From PCUSA.NEWS@pcusa.org
Date 04 Apr 1998 16:54:37

18-March-1998 
98085 
 
    Donors Add Another $1 Million to Burned Churches Fund 
 
    by Tracy Early 
    Ecumenical News International 
 
NEW YORK-The National Council of Churches (NCC) has recently added another 
$1 million to its fund to help black congregations rebuild churches damaged 
in racist arson attacks. 
 
    The burned churches campaign began in the spring of 1996 after the 
Center for Democratic Renewal, an agency based in Atlanta, said it had 
discovered a sharp increase in arson attacks on churches by white racists. 
Dozens of churches, most of them in the Southern states of the U.S., were 
burned in the attacks.  The attacks became a matter of major public 
interest, with President Bill Clinton promoting efforts to rebuild the 
churches and halt racism. But several leading U.S. publications questioned 
whether there was in fact any increase in church arson and whether they 
were motivated by racism. 
 
    Half of the latest $1 million was donated to the NCC's fund by Leona M. 

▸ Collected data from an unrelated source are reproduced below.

PR #3592, opened 2025-10-26
docs: vismach, elaborate on the functionality of 'Capture()'

Sigma1912:


Sigma1912:
Looks like this:
vismach

c-morley:
I think this would apply to qt vismach too. Could you add it to your pull request?

Sigma1912:
Added to qtvcp-vismach:
qtvcp-vismach

c-morley:
Ur the best!

PR #3598, opened 2025-11-03
Preparing everything for the Ukranian language (smoe:docs_adding_lang_ua)

smoe:
Hello,

This is a first-timer for me. We'll see how this goes. This PR now adds all that is needed to compile the Ukranian documentation. You may recall that I was so very excited about the build working as intended, when I now have seen that docs/po/ua.po does not feature the translations. So something does not work out, yet :)

@petterreinholdtsen, please kindly lend me your extra eyeballs.

My plan was to see some more fixes to the documentation with a then updated .pot file, have that once processed via weblate, and then add the ua.po file while weblate is locked.

### DIFF
--- a/docs/help/.gitignore
+++ b/docs/help/.gitignore
@@ -20,6 +20,7 @@ sai/*
 sk/*
 sv/*
 tr/*
+ua/*
 uk/*
 vi/*
 zh_CN/*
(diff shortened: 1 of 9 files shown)


smoe:
Argh. I have now regenerated the .pot file without the UA language. Will update that one, obviously.

PR #3600, opened 2025-11-03
Fixing some typos, cleaning up some language

johnobrien:


smoe:
This PR cannot be accepted as it is since it contains extra patches that are not yours with all the bits that have since happened in the linuxcnc/master branch. Those extra bits need to be removed. Only the first commit shall remain.

Here how I think this would work:
 * Rename your local master branch to something else, like "typos": `git branch -m master typos`
 * Check out the real master branch again: `git checkout -b master origin/master`
 * Back to the typos branch: `git checkout typos`
 * Make all commits disappear that are not your first commit with the typos: `git rebase -i master`, there put a "d" for "drop" instead of the "pack" as the very first word for all commits that is not the one with the typo
 * Push that typo branch to your linuxcnc repository on github
 * Open https://github.com/LinuxCNC/linuxcnc/pull/3600 and find the "Edit" button to the upper right, there change the branch to the "typos" branch
 
 
The result should then look just like my attempt to save your work on http://github.com/LinuxCNC/linuxcnc/pull/3602.

PR #3597, opened 2025-11-03
Fixing typos, cleaning up some stuff, take 2

johnobrien:
Trying again, I think I have the correct changes this time.

PR #3602, opened 2025-11-03
Fixed some typos, removed references to wiki as obsolete and outdated.

smoe:
This is a rescue of many smallish changes that I liked in https://github.com/LinuxCNC/linuxcnc/pull/3597 .

The Wiki seems like "gone". It thus seems fair to also remove it from our documentation.


andypugh:
The Wiki is still there, you just can't get to it with https.

PR #3604, opened 2025-11-04
Typos PR, take 4?

johnobrien:
Hi smoe, trying this again.

### DIFF
--- a/docs/src/getting-started/about-linuxcnc.adoc
+++ b/docs/src/getting-started/about-linuxcnc.adoc
@@ -64,14 +64,14 @@ Some IRC etiquette::
 * If you're really new to all this, think a bit about your question
   before typing it.  Make sure you give enough information so
   someone can answer your question or solve your problem.
-* Have some patience when waiting for an answer, sometimes it takes a
-  while to formulate an answer or everyone might be busy working or
+* Have some patience when waiting for an answer. Sometimes it takes a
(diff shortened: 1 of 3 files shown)


andypugh:
You seem to have each commit twice, but I don't think that will matter.

andypugh:
However it can't be merged while marked as "Draft".

smoe:
Looks much better already :-) Two bits:
 * Since this is a bit of a training-PR, I think we should get this right and have the changes only once. I am not sure how you got those in, my hunch is that it is a leftover from your previous work on the master branch of yours. The master branch on the LinuxCNC repository has since changed in the mean time, so you need to update that again. And then, well, it is a rebase of the typos branch to the then updated master branch.
 * As @andypugh stated on https://github.com/LinuxCNC/linuxcnc/pull/3602, the wiki still exists, just https does not work. It should not be skipped from the documentation, yet. So, please correct for that.

I a bit swamped this week, but if your trouble is persistent, I would be up for a live support with screen sharing.

johnobrien:
@smoe I think I did what you asked, please let me know if I didn't and I'll try again.

smoe:
We have chatted about your changes in the Video meeting. The Wiki URL is due to soon be changed to a completely new URL in a very new future. Just please be aware for this change to come. Thank you for your fixes already!

PR #3617, opened 2025-11-11
Removing po/ua.po - redundant to po/uk.po

smoe:
Both uk and ua represent the Ukranian language, weblate was irritated.


petterreinholdtsen:
[Steffen Möller]
> Both uk and ua represent the Ukranian language, weblate was irritated.

No they do not.  'uk' is the language code according to ISO 639, while
'ua' is the country code according to ISO 3166.  No wonder Weblate
reacted, it process languages, not countries.  I guess it might be wise
to track down how was ua.po introduced and explain something to the
person doing this.

-- 
Happy hacking
Petter Reinholdtsen

PR #3643, opened 2025-11-23
GTK widget little probe

zz912:
# Modification of Probe Screen application by Serguei Glavatski (c) 2015
This modification moved the icons from one window to containers with switchable vertical tabs. The goal of this modification is to minimize the window.
The modification was made by zz912.
little_probe-001

little_probe-002

little_probe-003

little_probe-004

little_probe-005

little_probe-006

Integration probe screen to Gmoccapy is first click:
pncconf-use_probescreen

Integration of debounce probe signal is second click:
pncconf-debounce_signal


andypugh:
As of 2.9.7 we shouldn't need the probe debounce (or, at least, not as much)

zz912:
I tested it on my CNC tester toy with Aliexpress probe in LCNC 2.10 and I needed deboubence. If you deactivate check box with probe debounce. Debounce component is not used.

hansu:
@zz912 is this probe screen only available if you generate a config with PNCconf? Or is there also a sample config?

zz912:
If you dont use pncconf, you should read readme.md.
https://github.com/LinuxCNC/linuxcnc/blob/master/lib/python/gladevcp/builtin-panels/gtk_little_probe/README.md

hansu:
Ah okay thanks :+1:

Issue #3607, opened 2025-11-06
Support for additional device ID (0xeb91) for XHC-WHB04B-6 clone (EDING CNC rebrand)


Gogonfa:
Hi there,

it would be great if you could add support for an additional productID for the XHC-WHB04B-6 handwheel.

I own an EDING CNC rebranded clone, and they have changed the device ID from the standard 0xeb93 to 0xeb91. It is specified in the USB.h file of this user component. I made a rebuild and it worked.

Everything else seems to be identical to the regular XHC-WHB04B-6 device.

Adding support for this ID would be a huge benefit for EDING CNC users (like me 😊) who want to use their existing hardware with LinuxCNC instead of having to buy a second pendant.

Thanks a lot for your great work and for considering this small but helpful addition!

Gogonfa

zz912:
If an LCNC developer doesn't take on this task, I think you should make a Pull Request with this modification.
It would be ideal if it could test itself which ID is correct and use that.
The second option is to make an OPTIONS for the component, which will change the ID for EDING CNC.

Sigma1912:
see https://github.com/LinuxCNC/linuxcnc/pull/3659

andypugh:
This change has been added to the master (2.10 / development) branch. 
If you want to try it you should be able to get a .deb file to install that version from the buildbot in a couple of hours from now. 

http://buildbot2.highlab.com/debian/dists/bookworm/master-uspace/binary-amd64/

PR #3659, opened 2025-12-09
XHC-WHB04B-6: Add command line option -P for devices with ProductId other than 0xeb93

Sigma1912:
ProductId defaults to 0xeb93 if the -P option is omitted.

Example use:
	xhc-whb04b-6 -ue -P 0xeb91

Also see:
https://github.com/LinuxCNC/linuxcnc/issues/3607

### DIFF
--- a/src/hal/user_comps/xhc-whb04b-6/main.cc
+++ b/src/hal/user_comps/xhc-whb04b-6/main.cc
@@ -114,9 +114,15 @@ static int printUsage(const char* programName, const char* deviceName, bool isEr
         << "    Force being silent and not printing any output except of errors. This will also inhibit messages "
             "prefixed with \"init\"." << endl
         << endl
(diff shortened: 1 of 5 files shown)


andypugh:
Have you been able to test this with hardware? (I imagine that checking with the normal XHC and then setting it to the wrong ID and seeing it fail to load would be a good test, if you don't have a device with an unusual ID)

Sigma1912:
Yes, tested with real hardware (productId 0xeb93)

1. Using 'xhc-whb04b-6 -ue' (ie using default 0xeb93) shows successful connection.
2. Setting the default to 0xeb91 and using 'xhc-whb04b-6 -ue', connection fails. 
3. Using 'xhc-whb04b-6 -ue -P 0xeb93' shows successful connection again.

Helmsley, a Jewish millionairess who with her husband built considerable 
wealth from New York hotels and other real estate.  Last year she gave the 
fund $1 million and promised an additional  $500,000 if the NCC raised a 
matching amount.  That matching amount has now been donated, most of it by 
American Baptist churches, the Episcopal Church and the Presbyterian Church 
(U.S.A.).  Smaller donations were also made by seven other NCC  member 
churches and $25,000 was given by individuals. 
 
    Helmsley, who is now the biggest individual contributor to the NCC's 
fund, is well known in New York because of her business activities and 
because of a highly publicized trial for income tax evasion, which ended 
with her imprisonment.  Her husband, Harry, a leading New York businessman, 
was unfit to stand trial and has since died. 
 
    Joan Brown Campbell, the NCC's general secretary, told ENI that the 
donations by churches were notable because they came out of denominational 
disaster funds.  Normally, the denominations allocated those funds only for 
natural disasters, but in the case of the burned churches they recognized a 
"community disaster" as an appropriate use for funds, she said. 
 
    Asked by ENI whether arson attacks on churches were continuing, 
Campbell said the NCC continued to get reports of occasional hate-based 
church burnings, but the "epidemic" seemed to have ended. 
 
    However, she said, the NCC was considering making assistance in 
rebuilding burned churches part of its regular work. 
 
    According to NCC figures, 44 churches have completed the rebuilding 
projects with NCC help, and 54 more are under construction.  But the NCC 
lists 130 more churches which still need  help.  A financial report issued 
by the NCC at the end of 1997 showed total cash receipts of $7.8 million 
for the fund.  All but $442,000 of  that had been spent.  Substantial 
amounts of materials and volunteer labor were also donated. 
 
    Asked by ENI about articles in the "Wall Street Journal," "The New 
Yorker" magazine and elsewhere questioning claims that the nation had 
suddenly experienced a widespread, growing and coordinated effort by whites 
to burn black churches, Campbell said there was a problem because of the 
lack of hard statistics on the number of churches burned, the  perpetrators 
and the motives. 
 
    "Whether there were more or less being burned than in past years, it 
was a big number," she said.  And churches that were victims of arson, she 
added, deserved help, especially if they were poor minority churches 
lacking resources to finance their own rebuilding. 
 
    In deciding which churches to assist, the NCC did not require legal 
proof that white racists were responsible, but accepted the judgment of the 
church and people in its community that a fire probably had its origin in 
hate, Campbell said.  In some cases, there was a history of racism in the 
community and evidence such as the painting of graffiti on the church.